A world apart

Easter Saturday, 1999.

‘Aaaaaaah’. With a long sigh of relief, I let myself slide into the soft cushions of a beach chair, next to Tine. In the shade of a huge umbrella, on fine sand, looking at the girls playing in the blue water next to the mangrove trees. The temperature is just right. Not too warm, not too cold. With cocktails in our hands.

‘Aaaaaah’. Zanzibar, at last. For weeks we had been looking forward for a long weekend off from work, in a different environment. With one sigh, gone were all the troubles and stress. Yesterday is just a distant memory. The flat tire we had with the office car on the way from Kampala to Entebbe airport, and the fact that the driver had forgotten to repair the spare, so we had to stop another car to hitch a lift to the airport to catch the plane on time. Gone were the memories of the crowded flight, the fact they managed to steal my spare mobile phone and electric shaver out of our luggage during the transit in Nairobi.

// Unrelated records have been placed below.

PR #3363, opened 2022-08-16
fix(NODE-4429): select server sync for endSessions during close

durran:
### Description

This prevents the `endSessions` command from going through server selection when no server would be selected after calling `client.close()`. This could happen in situations where the server has gone down but server selection keeps forcing monitor checks for up to `serverSelectionTimeoutMS` when an immediate return is desired.

#### What is changing?

- `MongoClient`'s `close()` method now does a quick server selection to get the list of servers that would be returned with a primary preferred read preference. If nothing is returned then calling `endSessions` is skipped.

None

NODE-4429

### DIFF
--- a/src/mongo_client.ts
+++ b/src/mongo_client.ts
@@ -522,7 +522,7 @@ export class MongoClient extends TypedEventEmitter<MongoClientEvents> {
         })
         .then(() => {
           if (this.topology == null) {
-            return callback();
+            return;
           }
           // clear out references to old topology
           const topology = this.topology;
--- a/src/mongo_client.ts
+++ b/src/mongo_client.ts
@@ -21,6 +21,7 @@ import { PromiseProvider } from './promise_provider';
 import type { ReadConcern, ReadConcernLevel, ReadConcernLike } from './read_concern';
 import { ReadPreference, ReadPreferenceMode } from './read_preference';
 import type { TagSet } from './sdam/server_description';
+import { readPreferenceServerSelector } from './sdam/server_selection';
 import type { SrvPoller } from './sdam/srv_polling';
 import type { Topology, TopologyEvents } from './sdam/topology';
 import { ClientSession, ClientSessionOptions, ServerSessionPool } from './sessions';
@@ -500,6 +501,16 @@ export class MongoClient extends TypedEventEmitter<MongoClientEvents> {
 
       Promise.all(activeSessionEnds)
         .then(() => {
+          // If we would attempt to select a server and get nothing back we short circuit
+          // to avoid the server selection timeout.
+          const selector = readPreferenceServerSelector(ReadPreference.primaryPreferred);
+          const topologyDescription = this.topology.description;
+          const serverDescriptions = Array.from(topologyDescription.servers.values());
+          const servers = selector(topologyDescription, serverDescriptions);
+          if (servers.length === 0) {
+            return callback();
+          }
+
           const endSessions = Array.from(this.s.sessionPool.sessions, ({ id }) => id);
           if (endSessions.length === 0) return;
           return this.db('admin')
--- a/src/mongo_client.ts
+++ b/src/mongo_client.ts
@@ -501,6 +501,9 @@ export class MongoClient extends TypedEventEmitter<MongoClientEvents> {
 
       Promise.all(activeSessionEnds)
         .then(() => {
+          if (this.topology == null) {
+            return;
+          }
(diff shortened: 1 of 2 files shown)


test/integration/node-specific/mongo_client.test.ts
```diff
@@ -649,5 +650,25 @@ describe('class MongoClient', function () {
       expect(endEvents).to.have.lengthOf(1);
       expect(endEvents[0]).to.have.property('reply', undefined); // noReponse: true
     });
+
+    context('when server selection would return no servers', () => {
+      const serverDescription = new ServerDescription('a:1');
+
+      it('short circuits and does not end sessions', async () => {
```
durran, line 657: This test will hang and wait for server selection without the fix in, thus reproducing the path.

nbbeeken: Just to demonstrate that `endSession` does not do anything but bookkeeping, let's assert that the `client.s.sessionPool` still have one session in it both before and after close.

src/mongo_client.ts
```diff
@@ -500,6 +501,16 @@ export class MongoClient extends TypedEventEmitter<MongoClientEvents> {
...
         .then(() => {
+          // If we would attempt to select a server and get nothing back we short circuit
+          // to avoid the server selection timeout.
+          const selector = readPreferenceServerSelector(ReadPreference.primaryPreferred);
+          const topologyDescription = this.topology.description;
+          const serverDescriptions = Array.from(topologyDescription.servers.values());
+          const servers = selector(topologyDescription, serverDescriptions);
+          if (servers.length === 0) {
+            return callback();
+          }
```
nbbeeken, line 512: I think we want to return here, could be wrong, but the callback should only be referenced in the last "then" of the chain. 

So actually a few lines down where we do: 
```ts
if (this.topology == null) {
  return callback();
}
```
Is a teeny bug

nbbeeken (changes requested):

src/mongo_client.ts
durran: I've updated to assert there is only 1 session in the pool and changed the check to just return.

test/integration/node-specific/mongo_client.test.ts
durran: Added.

nbbeeken (approved):
Small TS error I think but LGTM otherwise

src/mongo_client.ts
```diff
@@ -500,6 +501,16 @@ export class MongoClient extends TypedEventEmitter<MongoClientEvents> {
 
       Promise.all(activeSessionEnds)
         .then(() => {
+          // If we would attempt to select a server and get nothing back we short circuit
+          // to avoid the server selection timeout.
+          const selector = readPreferenceServerSelector(ReadPreference.primaryPreferred);
+          const topologyDescription = this.topology.description;
```
dariakp, line 507: Can `this.topology` be undefined here? If so, what would be the correct way to handle that?

test/integration/node-specific/mongo_client.test.ts
```diff
@@ -649,5 +650,26 @@ describe('class MongoClient', function () {
       expect(endEvents).to.have.lengthOf(1);
       expect(endEvents[0]).to.have.property('reply', undefined); // noReponse: true
     });
+
+    context('when server selection would return no servers', () => {
```
dariakp, line 654: Given the other comment about possibly undefined topology, it would be good to also cover that edge case, too, if we can

dariakp (changes requested):

src/mongo_client.ts
durran: I've add the check after to address this.

test/integration/node-specific/mongo_client.test.ts
durran: The test case to cover this would be quite involved to get the driver in an internal state where the topology was actually null at that point in the code. The only situation where it could happen would be simultaneous async calls to `close()` where one had gotten to the point of closing the topology before the other one got to the point of ending sessions. I started to try and write a test and it just got way out of hand trying to mimic that behaviour in it.

dariakp: ok, given it's an edge case I think it's not a big deal, and we're just following the pattern in the .then chain

leaving the comment open for visibility

dariakp (approved):

baileympearson (approved):

nbbeeken (approved):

Our first long weekend together since a long while. Since probably the time we started up our new emergency intervention team at work, early that year.

I doze off. Wind blowing ever so slightly on my face. The sound of the waves on the beach. ‘Life should always be like that’, I think.

Very far away, in between the sound of the small, steady waves breaking onto the sand in a steady cyclic movement, I hear a faint sound, a high pitch tingling, a lovely sound. Tine squeezes my arm and pulls me out of my dream. ‘Phone! Your phone is ringing!’. Still half asleep, I dig into our bag with beach towels and pampers for Hannah. The office is calling. ‘A massive exodus from Kosovo refugees into Macedonia and Albania… Started yesterday.. Need to fly in… Equipment needed… Sorry to disturb your Easter weekend!’. Half awake, I hear everything but only grasp a bit.

I look over the blue-green Indian Ocean. The fishermen in the distance throwing out their nets in long circular movements, slowly pulling them in, and throwing them out again. My two angels within the frame of the same picture, more on the foreground, making a tower in the sand with their plastic shuffles, giggling, fantasizing it is the strongest castle ever built that will resist time and storms for ever. Tine is asleep again, in the chair next to me.

For a moment, this is my reality. My world. My happiness. I know though, from the moment I make my next phone call, another reality will kick in. Sitting in paradise, I will be thinking of the next days and weeks, where my reality will be interlinked with that of tens of thousands who lost everything they had on a moment’s notice, and are fleeing for their lives. On a moment’s notice… A moment like this. Where one is in paradise and the other one loses everything.